Stored items:
*** Begin section ***

Issue #798, opened 2021-12-13
add Malpedia Yara rules


mlodic:
similar to #782 

 https://github.com/malpedia/signator-rules/tree/main/rules

The problem is that this repo contains a lot of rules, so we should think about how to properly manage them.
We should solve the issue #741 before.

This problem has a high priority

CypherpunkSamurai:
Hello sir, would you mind if i work on this issue please? :)

CypherpunkSamurai:
Hello Sir, as there are issues regarding mass importing of Yara rules I'll make a draft PR for now and add the Malpedia rules.

mlodic:
done with v3.3.1

PR #815, opened 2021-12-25
Add `Yara_Scan_MALPEDIA` rules. Solve #798

CypherpunkSamurai:
> yeah, if we won't solve that resources issue now, we could merge the PR anyway with one condition: set the analyzer as `disabled` by default and writing down something on the analyzer description about the risk of running it

Sir, I'm closing this PR because this PR is unlinked.


eshaan7:
Why is this a draft ?

mlodic:
yeah, if we won't solve that resources issue now, we could merge the PR anyway with one condition: set the analyzer as `disabled` by default and writing down something on the analyzer description about the risk of running it

CypherpunkSamurai:
I'm closing this PR because this PR is unlinked. I'll update changes in a new PR. Sorry for any Inconvienience.

Issue #722, opened 2021-10-05
CAPE sandbox analyzer


mlodic:
https://www.capesandbox.com

0x0elliot:
Hey! Can I take up this issue? I am free now and I wanted to contribute back again.

mlodic:
We are not sure that they still activate new accounts...

0x0elliot:
The only option we have is to wait.

kevoreilly:
We do activate new accounts when a manual request is made via Twiter - we cannot automate the activation as we have suffered so much abuse from anonymous/bogus accounts who only wish to scrape. This has caused denial of service for all users, I can only apologise for this but it is a necessary evil.

0x0elliot:
I will try making a manual request on Twitter then. Thanks kev!

0x0elliot:
I haven't been able to figure out where the API authentication token for https://www.capesandbox.com/ is? I looked through the documentation and couldn't find anything myself. I have gotten my account verified for context. Anyone else try their hand here and see if they can help?

mlodic:
Hi @kevoreilly , really appreciated! I'll ask now on Twitter too so I can help with the integration!

0x0elliot:
Matteo, you can use my account too! I don't plan on reusing it anyway.

mlodic:
https://capev2.readthedocs.io/en/latest/usage/api.html?highlight=api

You just need to call `curl -d "username=<USER>&password=<PASSWD>" https://capesandbox.com/apiv2/api-token-auth/` with your credentials and you'll get the token to use. 

Then the documentation and the examples of the API are [here](https://capesandbox.com/apiv2/)

0x0elliot:
Thanks!

0x0elliot:
@kevoreilly hey Kevin!

I noticed that whenever I was uploading a file using the API, it seemed stuck at `pending` while when I uploaded it through the GUI at https://www.capesandbox.com/analysis it moved from `pending` to `running` quicker.

Is there something regarding this that you're aware of? I have pretty much finished this one.

kevoreilly:
Hmm the only thing I can think of is that there have recently been issues (now should be fixed) that caused jobs to get stuck in pending - although it shouldn't be different for api to web ui... Is this something you have noticed recently on capesandbox.com?

0x0elliot:
[...]

PR #792, opened 2021-12-08
Fixes #440: new `Virushee_UploadFile` file analyzer

uzaxirr:
# Description
Integrated [Virusshee File Upload](https://api.virushee.com/#operation/upload) Analyzer 
Please include a summary of the change.

## Related issues
Fixes #440 (1/2 bullet from checklist)

## Type of change

Please delete options that are not relevant.

- [x] Bug fix (non-breaking change which fixes an issue).
- [x] New feature (non-breaking change which adds functionality).

# Checklist

- [x] The pull request is for the branch develop
- [x] A new analyzer or connector was added, in which case:
    - [x] [Usage](https://github.com/intelowlproject/IntelOwl/blob/master/docs/source/Usage.md) file was updated.
    - [ ] [Advanced-Usage](./Advanced-Usage.md) was updated (in case the analyzer/connector provides additional optional configuration).
    - [x] Secrets were added in [env_file_app_template](https://github.com/intelowlproject/IntelOwl/blob/master/docker/env_file_app_template), [env_file_app_ci](https://github.com/certego/IntelOwl/blob/master/docker/env_file_app_ci) and in the [Installation](./Installation.md) docs, if necessary.
    - [x] If the analyzer/connector requires mocked testing, `_monkeypatch()` was used in it's class to apply the necessary decorators.
    - [x] If a File analyzer was added, it's name was explicitly defined in [test_file_scripts.py](https://github.com/intelowlproject/IntelOwl/blob/master/tests/analyzers_manager/test_file_scripts.py) (not required for Observable Analyzers).
- [ ] If external libraries/packages with restrictive licenses were used, they were added in the [Legal Notice](https://github.com/certego/IntelOwl/blob/master/.github/legal_notice.md) section.
- [x] The tests gave 0 errors.
- [x] `Black` gave 0 errors.
- [x] `Flake` gave 0 errors.
- [ ] The commits were squashed into a single one (optional, they will be squashed anyway by the maintainer)
  
# Real World Example

Screenshot from 2021-12-08 11-22-10

Screenshot from 2021-12-08 11-22-18

PR #836, opened 2022-01-07
Solves #722. Added CAPE Sandbox analyzer

0x0elliot:
# Description

Added CAPE Sandbox analyzer.

## Related issues

#722 

## Type of change

# Checklist

- [x] A new analyzer or connector was added, in which case:
    - [x] Secrets were added in [env_file_app_template](https://github.com/intelowlproject/IntelOwl/blob/master/docker/env_file_app_template), [env_file_app_ci](https://github.com/certego/IntelOwl/blob/master/docker/env_file_app_ci) and in the [Installation](./Installation.md) docs, if necessary.
    - [x] If the analyzer/connector requires mocked testing, `_monkeypatch()` was used in it's class to apply the necessary decorators.
    - [x] If a File analyzer was added, it's name was explicitly defined in [test_file_scripts.py](https://github.com/intelowlproject/IntelOwl/blob/master/tests/analyzers_manager/test_file_scripts.py) (not required for Observable Analyzers).

# Screenshot of the test run:

#### (Note that the API in use has been disabled for now)

image


0x0elliot:
I have to still run the necessary pre-commit tests. Till then I have made a draft PR for this issue.

0x0elliot:
I think I am not missing anything that is further required. The description for the analyzer might require changing. Please review.

configuration/analyzer_config.json
```diff
@@ -258,6 +258,34 @@
     "secrets": {},
     "params": {}
   },
+  "CapeSandbox" : {
+    "type" : "file",
+    "python_module" : "cape_sandbox.CAPEsandbox",
+    "description" : "Automatic scan of suspicious files using CapeSandbox API",
+    "disabled" : false,
+    "external_service" : false,
```
mlodic, line 266: even if this could be self-managed, I would set it `True` by default

docker/Dockerfile
```diff
@@ -41,7 +41,7 @@ RUN touch ${LOG_PATH}/django/api_app.log ${LOG_PATH}/django/api_app_errors.log \
     && rm -rf /root/.local
 
 # download yara rules and quark engine rules
-RUN api_app/analyzers_manager/repo_downloader.sh
+#RUN api_app/analyzers_manager/repo_downloader.sh
```
mlodic, line 44: reminder of removal

docs/source/Usage.md
```diff
@@ -168,6 +168,7 @@ The following is the list of the available analyzers you can run out-of-the-box.
 * `PEframe_Scan`: Perform static analysis on Portable Executable malware and malicious MS Office documents with [PeFrame](https://github.com/guelfoweb/peframe)
 * `Cymru_Hash_Registry_Get_File`: Check if a particular file is known to be malware by [Team Cymru](https://team-cymru.com/community-services/mhr/)
 * `Thug_HTML_Info`: Perform hybrid dynamic/static analysis on a HTML file using [Thug low-interaction honeyclient](https://thug-honeyclient.readthedocs.io/)
+* `cape_sandbox`: [CAPESandbox](https://capesandbox.com) automatically scans suspicious files using the CapeSandbox API.
```
mlodic, line 171: the name is different from the one in the `analyzer_config.json`. We could explicitly say that this analyzer can be used for private instances too.

tests/analyzers_manager/test_file_scripts.py
```diff
@@ -29,6 +29,7 @@ def get_params(cls):
                 "UnpacMe_EXE_Unpacker",
                 "PEframe_Scan",
                 "Capa_Info",
+                "CapeSandbox"
```
mlodic: comma is missing 😅 . Without it, the 2 strings are merged, causing havoc :P

api_app/analyzers_manager/file_analyzers/cape_sandbox.py
```diff
@@ -0,0 +1,69 @@
...
+from tests.mock_utils import MockResponse, if_mock_connections, patch
+
+
+class CAPEsandbox(FileAnalyzer):
+    def set_params(self, params):
+        self.__token = self._secrets["token"]
+        self.__vm_name = params.get("VM_NAME", "win7x64_8")
+
+    def run(self):
+        API_URL: str = "https://www.capesandbox.com/apiv2/tasks/create/file/"
```
mlodic, line 15: can we add the chance to customize the URL? in this way we can use this for private intances too

api_app/analyzers_manager/file_analyzers/cape_sandbox.py
```diff
@@ -0,0 +1,69 @@
...
+            "Authorization": f"Token {self.__token}",
+        }
+
+        files = {
+            "file": (self.filename, self.read_file_bytes()),
+        }
+
+        data = {"machine": self.__vm_name}
+
+        response = requests.post(API_URL, headers=headers, files=files, data=data)
```
mlodic, line 26: I think we should add a `response.raise_for_status()` and raise AnalyzerRunException in that case. There are a lot of other analyzers using this if you check

api_app/analyzers_manager/file_analyzers/cape_sandbox.py
```diff
@@ -0,0 +1,69 @@
...
+        response_json = response.json()
+        if not response_json["error"]:
```
mlodic, line 28: care, this key could not exist. Access it safely with `get`

api_app/analyzers_manager/file_analyzers/cape_sandbox.py
```diff
@@ -0,0 +1,69 @@
...
+            to_respond = {}
+            to_respond["result_url"] = response_json["url"]
```
mlodic, line 30: same for this key

api_app/analyzers_manager/file_analyzers/cape_sandbox.py
```diff
@@ -0,0 +1,69 @@
...
+            task_id = response_json["data"]["task_ids"][0]
+            status_api = "https://www.capesandbox.com/apiv2/tasks/status/" + str(
+                task_id
+            )
+            while True:
```
mlodic, line 35: we should control the polling. There are a lot of other analyzers who perform this kind of polling. Please go look into them. 

plus, `while True` should never be used because a simple error could bring infinite loops

api_app/analyzers_manager/file_analyzers/cape_sandbox.py
```diff
@@ -0,0 +1,69 @@
...
+                r = requests.get(status_api, headers=headers)
+                responded_json = r.json()
+                error = responded_json["error"]
+                data = responded_json["data"]
+                if (not error) and (data == "reported" or data == "completed"):
```
mlodic, line 40: parenthesis not required for the first condition. Second condition should use `in`

api_app/analyzers_manager/file_analyzers/cape_sandbox.py
```diff
@@ -0,0 +1,69 @@
...
+                    report_url = (
+                        "https://www.capesandbox.com/apiv2/tasks/get/report/"
+                        + str(task_id)
+                        + "/json"
+                    )
+                    final_request = requests.get(report_url, headers=headers)
+                    final_json = final_request.json()
+                    if final_json["error"]:
```
mlodic, line 48: key must be accessed safely

api_app/analyzers_manager/file_analyzers/cape_sandbox.py
```diff
@@ -0,0 +1,69 @@
...
+                        to_respond["response"] = final_json
+                        return to_respond
+                elif error:
+                    return responded_json
```
mlodic, line 52: this function should have single `return` for better readibility and maintenance

mlodic (changes requested):
thanks for the PR! the build failed for black. Do you have an example of a test run data to share please?

0x0elliot:
It seems like there are lots of changes to make! Getting to it.

api_app/analyzers_manager/file_analyzers/cape_sandbox.py
eshaan7: ^makes sense. @0x0elliot u can define the URL in the `docker/.env_template` and then define a variable in the `secrets`. see cuckoo analyzers for reference.

api_app/analyzers_manager/file_analyzers/cape_sandbox.py
eshaan7: Won't blame Aditya, since this is something I recommended in the other PR. https://github.com/intelowlproject/IntelOwl/pull/792#discussion_r779122902

my idea was that we can keep polling until celery's SoftTimeLimit exception is raised.

mlodic: makes sense but I think it is generally bad practice because we are assuming that another implicit mechanism would solve the eventual problem. I would say better safe and put a maximum number of possible loops

0x0elliot: Understood. Is there a particular analyzer you can redirect me to which does polling?

0x0elliot: Found it! https://github.com/intelowlproject/IntelOwl/blob/5998d1cbc0fec5ed4c72cc2fa3e052b0e0c05261/api_app/analyzers_manager/observable_analyzers/pulsedive.py#L77

configuration/analyzer_config.json
0x0elliot: Noted

docs/source/Usage.md
0x0elliot: Noted.

tests/analyzers_manager/test_file_scripts.py
0x0elliot: Noted and fixed.

api_app/analyzers_manager/file_analyzers/cape_sandbox.py
0x0elliot: Noted

api_app/analyzers_manager/file_analyzers/cape_sandbox.py
0x0elliot: Why `in` matteo?

api_app/analyzers_manager/file_analyzers/cape_sandbox.py
0x0elliot: Noted and taken care of.

api_app/analyzers_manager/file_analyzers/cape_sandbox.py
0x0elliot: i will be instead raising the error returned here.

api_app/analyzers_manager/file_analyzers/cape_sandbox.py
0x0elliot: Noted.

api_app/analyzers_manager/file_analyzers/cape_sandbox.py
0x0elliot: i did it the way cuckoo did it.

api_app/analyzers_manager/file_analyzers/cape_sandbox.py
0x0elliot: As in, It always returns the whole string "reported" or "completed" accordingly. I usually use `in` only when i need to check if one string co-insides with another. I will definitely add it as well but I wanted to understand why did you feel the need for it?

0x0elliot: ahh i see what you meant! https://deepsource.io/gh/intelowlproject/IntelOwl/run/55667e73-a3d2-4e5c-94ee-b8d92e1f4da6/python/PYL-R1714

0x0elliot:
Ran the pre-commit before pushing. Everything must be good now!
Screenshot 2022-01-09 at 4 47 08 PM

api_app/analyzers_manager/file_analyzers/cape_sandbox.py
mlodic: yeah coming late to your questions but I see you solved your questions by yourself. :P That's appreciated.

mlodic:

*** End section ***

What you should do =
All lines above that contain the word "noticed" are to be copied.

Answer section =
I noticed that whenever I was uploading a file using the API, it seemed stuck at `pending` while when I uploaded it through the GUI at https://www.capesandbox.com/analysis it moved from `pending` to `running` quicker.
Hmm the only thing I can think of is that there have recently been issues (now should be fixed) that caused jobs to get stuck in pending - although it shouldn't be different for api to web ui... Is this something you have noticed recently on capesandbox.com?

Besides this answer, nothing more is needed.